** Activity **
Could each record be written out again exactly as it stands?

** Dataset **
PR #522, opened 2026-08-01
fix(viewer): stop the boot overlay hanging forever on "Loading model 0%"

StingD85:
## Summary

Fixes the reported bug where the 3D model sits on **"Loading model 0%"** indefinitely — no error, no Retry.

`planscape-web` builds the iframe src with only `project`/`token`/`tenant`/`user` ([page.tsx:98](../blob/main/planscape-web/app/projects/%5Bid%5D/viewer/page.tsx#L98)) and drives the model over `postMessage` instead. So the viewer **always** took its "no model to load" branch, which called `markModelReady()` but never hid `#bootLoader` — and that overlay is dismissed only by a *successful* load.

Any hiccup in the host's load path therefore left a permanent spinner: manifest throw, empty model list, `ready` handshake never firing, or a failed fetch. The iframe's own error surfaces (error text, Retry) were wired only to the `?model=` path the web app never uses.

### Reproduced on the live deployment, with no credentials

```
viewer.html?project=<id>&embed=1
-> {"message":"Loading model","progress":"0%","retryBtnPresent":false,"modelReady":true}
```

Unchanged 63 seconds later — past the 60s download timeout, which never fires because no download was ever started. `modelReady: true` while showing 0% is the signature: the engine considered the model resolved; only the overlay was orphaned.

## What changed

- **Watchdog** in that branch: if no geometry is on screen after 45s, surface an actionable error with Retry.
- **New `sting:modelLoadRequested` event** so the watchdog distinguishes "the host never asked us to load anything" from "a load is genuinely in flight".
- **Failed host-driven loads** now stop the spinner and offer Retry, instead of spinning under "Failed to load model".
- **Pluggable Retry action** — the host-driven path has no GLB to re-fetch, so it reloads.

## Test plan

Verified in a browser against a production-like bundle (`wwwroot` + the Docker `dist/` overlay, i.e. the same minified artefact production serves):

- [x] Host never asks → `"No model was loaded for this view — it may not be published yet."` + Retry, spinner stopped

** Answer space **
PR #522, opened 2026-08-01
fix(viewer): stop the boot overlay hanging forever on "Loading model 0%"

StingD85:
## Summary

Fixes the reported bug where the 3D model sits on **"Loading model 0%"** indefinitely — no error, no Retry.

`planscape-web` builds the iframe src with only `project`/`token`/`tenant`/`user` ([page.tsx:98](../blob/main/planscape-web/app/projects/%5Bid%5D/viewer/page.tsx#L98)) and drives the model over `postMessage` instead. So the viewer **always** took its "no model to load" branch, which called `markModelReady()` but never hid `#bootLoader` — and that overlay is dismissed only by a *successful* load.

Any hiccup in the host's load path therefore left a permanent spinner: manifest throw, empty model list, `ready` handshake never firing, or a failed fetch. The iframe's own error surfaces (error text, Retry) were wired only to the `?model=` path the web app never uses.

### Reproduced on the live deployment, with no credentials

```
viewer.html?project=<id>&embed=1
-> {"message":"Loading model","progress":"0%","retryBtnPresent":false,"modelReady":true}
```

Unchanged 63 seconds later — past the 60s download timeout, which never fires because no download was ever started. `modelReady: true` while showing 0% is the signature: the engine considered the model resolved; only the overlay was orphaned.

## What changed

- **Watchdog** in that branch: if no geometry is on screen after 45s, surface an actionable error with Retry.
- **New `sting:modelLoadRequested` event** so the watchdog distinguishes "the host never asked us to load anything" from "a load is genuinely in flight".
- **Failed host-driven loads** now stop the spinner and offer Retry, instead of spinning under "Failed to load model".
- **Pluggable Retry action** — the host-driven path has no GLB to re-fetch, so it reloads.

## Test plan

Verified in a browser against a production-like bundle (`wwwroot` + the Docker `dist/` overlay, i.e. the same minified artefact production serves):

- [x] Host never asks → `"No model was loaded for this view — it may not be published yet."` + Retry, spinner stopped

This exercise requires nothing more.